Task description:
Exactly as given, reproduce the records in full.

Working data:
□ □ □ □ □
PR #3125, opened 2026-02-03
fix: use directories crate for home dir resolution

### LINKED ISSUE #3123: atuin panics when HOME cannot be found
https://github.com/atuinsh/atuin/blob/2ec0cb7fa66ea42cd129396f987dc207c6c5d9d4/crates/atuin-common/src/utils.rs#L70

This line makes atuin panic if there is no `HOME` (which can happen in rare cases with for example `nix develop -i`).

I would expect atuin to simple exit in this case rather than panic.

ellie:
Previously, home_dir() read $HOME directly and panicked if it wasn't set. This could happen in environments like `nix develop -i` which strip the environment.

The directories crate (already a dependency) falls back to getpwuid_r when $HOME is not set, resolving the home directory from /etc/passwd.

Fixes #3123

## Checks


matthiasbeyer:
Amazing, thanks for the fast fix!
□ □ □ □ □
Answer area:
PR #3125, opened 2026-02-03
fix: use directories crate for home dir resolution

### LINKED ISSUE #3123: atuin panics when HOME cannot be found
https://github.com/atuinsh/atuin/blob/2ec0cb7fa66ea42cd129396f987dc207c6c5d9d4/crates/atuin-common/src/utils.rs#L70

This line makes atuin panic if there is no `HOME` (which can happen in rare cases with for example `nix develop -i`).

I would expect atuin to simple exit in this case rather than panic.

ellie:
Previously, home_dir() read $HOME directly and panicked if it wasn't set. This could happen in environments like `nix develop -i` which strip the environment.

The directories crate (already a dependency) falls back to getpwuid_r when $HOME is not set, resolving the home directory from /etc/passwd.

Fixes #3123

## Checks


matthiasbeyer:
Amazing, thanks for the fast fix!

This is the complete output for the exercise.